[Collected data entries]
+---+
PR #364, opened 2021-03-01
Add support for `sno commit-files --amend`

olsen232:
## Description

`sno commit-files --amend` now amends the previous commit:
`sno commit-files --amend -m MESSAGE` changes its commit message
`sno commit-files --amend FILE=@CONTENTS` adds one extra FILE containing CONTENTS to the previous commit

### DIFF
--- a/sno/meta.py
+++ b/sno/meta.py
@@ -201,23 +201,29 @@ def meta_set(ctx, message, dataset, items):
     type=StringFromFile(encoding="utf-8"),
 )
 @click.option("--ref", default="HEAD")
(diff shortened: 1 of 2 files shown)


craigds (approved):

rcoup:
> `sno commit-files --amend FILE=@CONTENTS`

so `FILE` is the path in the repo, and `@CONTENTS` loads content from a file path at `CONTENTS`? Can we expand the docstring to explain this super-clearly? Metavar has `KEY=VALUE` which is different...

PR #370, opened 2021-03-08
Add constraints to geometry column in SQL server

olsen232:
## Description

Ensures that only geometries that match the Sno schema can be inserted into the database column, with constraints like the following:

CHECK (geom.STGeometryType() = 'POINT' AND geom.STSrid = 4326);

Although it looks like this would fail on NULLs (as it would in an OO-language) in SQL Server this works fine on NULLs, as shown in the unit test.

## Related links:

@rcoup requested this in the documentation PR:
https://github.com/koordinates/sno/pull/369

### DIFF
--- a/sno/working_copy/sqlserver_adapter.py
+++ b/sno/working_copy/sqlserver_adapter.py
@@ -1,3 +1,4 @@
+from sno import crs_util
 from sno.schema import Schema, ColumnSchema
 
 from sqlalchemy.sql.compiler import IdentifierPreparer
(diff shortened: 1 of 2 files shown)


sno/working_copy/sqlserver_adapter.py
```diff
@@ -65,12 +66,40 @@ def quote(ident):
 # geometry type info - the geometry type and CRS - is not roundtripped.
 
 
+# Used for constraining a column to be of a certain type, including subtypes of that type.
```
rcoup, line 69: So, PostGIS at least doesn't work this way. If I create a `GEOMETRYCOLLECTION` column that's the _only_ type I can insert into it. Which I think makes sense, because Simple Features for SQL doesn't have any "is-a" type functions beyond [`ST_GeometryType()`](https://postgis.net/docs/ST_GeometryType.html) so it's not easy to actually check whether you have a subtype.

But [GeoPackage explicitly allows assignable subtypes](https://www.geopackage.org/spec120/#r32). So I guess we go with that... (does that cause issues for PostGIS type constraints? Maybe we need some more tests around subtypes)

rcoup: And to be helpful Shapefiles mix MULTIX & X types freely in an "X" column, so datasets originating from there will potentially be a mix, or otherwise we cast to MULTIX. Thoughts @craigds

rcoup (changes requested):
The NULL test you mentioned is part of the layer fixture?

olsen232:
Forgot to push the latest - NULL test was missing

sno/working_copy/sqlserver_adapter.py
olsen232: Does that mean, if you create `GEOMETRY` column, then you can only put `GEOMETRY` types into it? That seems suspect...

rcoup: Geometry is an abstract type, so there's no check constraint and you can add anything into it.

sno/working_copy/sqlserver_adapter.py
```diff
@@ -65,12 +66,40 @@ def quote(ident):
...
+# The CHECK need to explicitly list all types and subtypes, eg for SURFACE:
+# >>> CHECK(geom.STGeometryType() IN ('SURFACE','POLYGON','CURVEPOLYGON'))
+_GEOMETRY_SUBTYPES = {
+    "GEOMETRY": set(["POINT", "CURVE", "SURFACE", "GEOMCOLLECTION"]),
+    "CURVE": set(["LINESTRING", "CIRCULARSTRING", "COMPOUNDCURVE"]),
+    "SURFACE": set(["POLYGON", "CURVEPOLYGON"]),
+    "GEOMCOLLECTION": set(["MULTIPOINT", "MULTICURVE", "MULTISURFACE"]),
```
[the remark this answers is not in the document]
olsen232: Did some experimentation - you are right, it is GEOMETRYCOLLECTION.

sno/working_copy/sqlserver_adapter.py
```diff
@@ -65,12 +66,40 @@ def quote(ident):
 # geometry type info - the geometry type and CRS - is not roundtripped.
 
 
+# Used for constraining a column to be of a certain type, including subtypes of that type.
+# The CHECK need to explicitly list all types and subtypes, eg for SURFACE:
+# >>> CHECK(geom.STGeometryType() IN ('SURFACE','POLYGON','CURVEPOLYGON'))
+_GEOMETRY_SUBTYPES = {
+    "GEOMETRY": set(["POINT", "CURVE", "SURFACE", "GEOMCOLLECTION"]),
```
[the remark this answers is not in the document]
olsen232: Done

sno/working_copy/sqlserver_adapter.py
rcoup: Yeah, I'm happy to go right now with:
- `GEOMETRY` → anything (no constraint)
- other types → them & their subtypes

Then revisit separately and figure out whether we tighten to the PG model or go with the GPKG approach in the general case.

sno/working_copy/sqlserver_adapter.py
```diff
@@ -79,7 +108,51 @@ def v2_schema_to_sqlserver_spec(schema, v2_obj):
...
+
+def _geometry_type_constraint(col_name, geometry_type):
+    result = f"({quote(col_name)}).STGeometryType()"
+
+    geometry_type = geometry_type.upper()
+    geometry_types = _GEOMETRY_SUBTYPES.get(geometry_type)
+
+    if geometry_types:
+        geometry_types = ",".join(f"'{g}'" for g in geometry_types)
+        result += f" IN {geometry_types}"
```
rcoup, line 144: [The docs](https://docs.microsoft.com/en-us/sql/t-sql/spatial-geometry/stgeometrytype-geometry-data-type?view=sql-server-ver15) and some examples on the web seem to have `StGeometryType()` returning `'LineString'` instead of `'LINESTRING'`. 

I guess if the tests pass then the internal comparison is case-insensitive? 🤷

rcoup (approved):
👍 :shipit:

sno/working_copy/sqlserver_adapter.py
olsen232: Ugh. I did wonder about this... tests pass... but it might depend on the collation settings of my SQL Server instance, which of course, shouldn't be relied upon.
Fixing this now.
+---+
• [Work to be completed] Retype every record exactly, omitting nothing.

• [Task answer]
PR #364, opened 2021-03-01
Add support for `sno commit-files --amend`

olsen232:
## Description

`sno commit-files --amend` now amends the previous commit:
`sno commit-files --amend -m MESSAGE` changes its commit message
`sno commit-files --amend FILE=@CONTENTS` adds one extra FILE containing CONTENTS to the previous commit

### DIFF
--- a/sno/meta.py
+++ b/sno/meta.py
@@ -201,23 +201,29 @@ def meta_set(ctx, message, dataset, items):
     type=StringFromFile(encoding="utf-8"),
 )
 @click.option("--ref", default="HEAD")
(diff shortened: 1 of 2 files shown)


craigds (approved):

rcoup:
> `sno commit-files --amend FILE=@CONTENTS`

so `FILE` is the path in the repo, and `@CONTENTS` loads content from a file path at `CONTENTS`? Can we expand the docstring to explain this super-clearly? Metavar has `KEY=VALUE` which is different...

PR #370, opened 2021-03-08
Add constraints to geometry column in SQL server

olsen232:
## Description

Ensures that only geometries that match the Sno schema can be inserted into the database column, with constraints like the following:

CHECK (geom.STGeometryType() = 'POINT' AND geom.STSrid = 4326);

Although it looks like this would fail on NULLs (as it would in an OO-language) in SQL Server this works fine on NULLs, as shown in the unit test.

## Related links:

@rcoup requested this in the documentation PR:
https://github.com/koordinates/sno/pull/369

### DIFF
--- a/sno/working_copy/sqlserver_adapter.py
+++ b/sno/working_copy/sqlserver_adapter.py
@@ -1,3 +1,4 @@
+from sno import crs_util
 from sno.schema import Schema, ColumnSchema
 
 from sqlalchemy.sql.compiler import IdentifierPreparer
(diff shortened: 1 of 2 files shown)


sno/working_copy/sqlserver_adapter.py
```diff
@@ -65,12 +66,40 @@ def quote(ident):
 # geometry type info - the geometry type and CRS - is not roundtripped.
 
 
+# Used for constraining a column to be of a certain type, including subtypes of that type.
```
rcoup, line 69: So, PostGIS at least doesn't work this way. If I create a `GEOMETRYCOLLECTION` column that's the _only_ type I can insert into it. Which I think makes sense, because Simple Features for SQL doesn't have any "is-a" type functions beyond [`ST_GeometryType()`](https://postgis.net/docs/ST_GeometryType.html) so it's not easy to actually check whether you have a subtype.

But [GeoPackage explicitly allows assignable subtypes](https://www.geopackage.org/spec120/#r32). So I guess we go with that... (does that cause issues for PostGIS type constraints? Maybe we need some more tests around subtypes)

rcoup: And to be helpful Shapefiles mix MULTIX & X types freely in an "X" column, so datasets originating from there will potentially be a mix, or otherwise we cast to MULTIX. Thoughts @craigds

rcoup (changes requested):
The NULL test you mentioned is part of the layer fixture?

olsen232:
Forgot to push the latest - NULL test was missing

sno/working_copy/sqlserver_adapter.py
olsen232: Does that mean, if you create `GEOMETRY` column, then you can only put `GEOMETRY` types into it? That seems suspect...

rcoup: Geometry is an abstract type, so there's no check constraint and you can add anything into it.

sno/working_copy/sqlserver_adapter.py
```diff
@@ -65,12 +66,40 @@ def quote(ident):
...
+# The CHECK need to explicitly list all types and subtypes, eg for SURFACE:
+# >>> CHECK(geom.STGeometryType() IN ('SURFACE','POLYGON','CURVEPOLYGON'))
+_GEOMETRY_SUBTYPES = {
+    "GEOMETRY": set(["POINT", "CURVE", "SURFACE", "GEOMCOLLECTION"]),
+    "CURVE": set(["LINESTRING", "CIRCULARSTRING", "COMPOUNDCURVE"]),
+    "SURFACE": set(["POLYGON", "CURVEPOLYGON"]),
+    "GEOMCOLLECTION": set(["MULTIPOINT", "MULTICURVE", "MULTISURFACE"]),
```
[the remark this answers is not in the document]
olsen232: Did some experimentation - you are right, it is GEOMETRYCOLLECTION.

sno/working_copy/sqlserver_adapter.py
```diff
@@ -65,12 +66,40 @@ def quote(ident):
 # geometry type info - the geometry type and CRS - is not roundtripped.
 
 
+# Used for constraining a column to be of a certain type, including subtypes of that type.
+# The CHECK need to explicitly list all types and subtypes, eg for SURFACE:
+# >>> CHECK(geom.STGeometryType() IN ('SURFACE','POLYGON','CURVEPOLYGON'))
+_GEOMETRY_SUBTYPES = {
+    "GEOMETRY": set(["POINT", "CURVE", "SURFACE", "GEOMCOLLECTION"]),
```
[the remark this answers is not in the document]
olsen232: Done

sno/working_copy/sqlserver_adapter.py
rcoup: Yeah, I'm happy to go right now with:
- `GEOMETRY` → anything (no constraint)
- other types → them & their subtypes

Then revisit separately and figure out whether we tighten to the PG model or go with the GPKG approach in the general case.

sno/working_copy/sqlserver_adapter.py
```diff
@@ -79,7 +108,51 @@ def v2_schema_to_sqlserver_spec(schema, v2_obj):
...
+
+def _geometry_type_constraint(col_name, geometry_type):
+    result = f"({quote(col_name)}).STGeometryType()"
+
+    geometry_type = geometry_type.upper()
+    geometry_types = _GEOMETRY_SUBTYPES.get(geometry_type)
+
+    if geometry_types:
+        geometry_types = ",".join(f"'{g}'" for g in geometry_types)
+        result += f" IN {geometry_types}"
```
rcoup, line 144: [The docs](https://docs.microsoft.com/en-us/sql/t-sql/spatial-geometry/stgeometrytype-geometry-data-type?view=sql-server-ver15) and some examples on the web seem to have `StGeometryType()` returning `'LineString'` instead of `'LINESTRING'`. 

I guess if the tests pass then the internal comparison is case-insensitive? 🤷

rcoup (approved):
👍 :shipit:

sno/working_copy/sqlserver_adapter.py
olsen232: Ugh. I did wonder about this... tests pass... but it might depend on the collation settings of my SQL Server instance, which of course, shouldn't be relied upon.
Fixing this now.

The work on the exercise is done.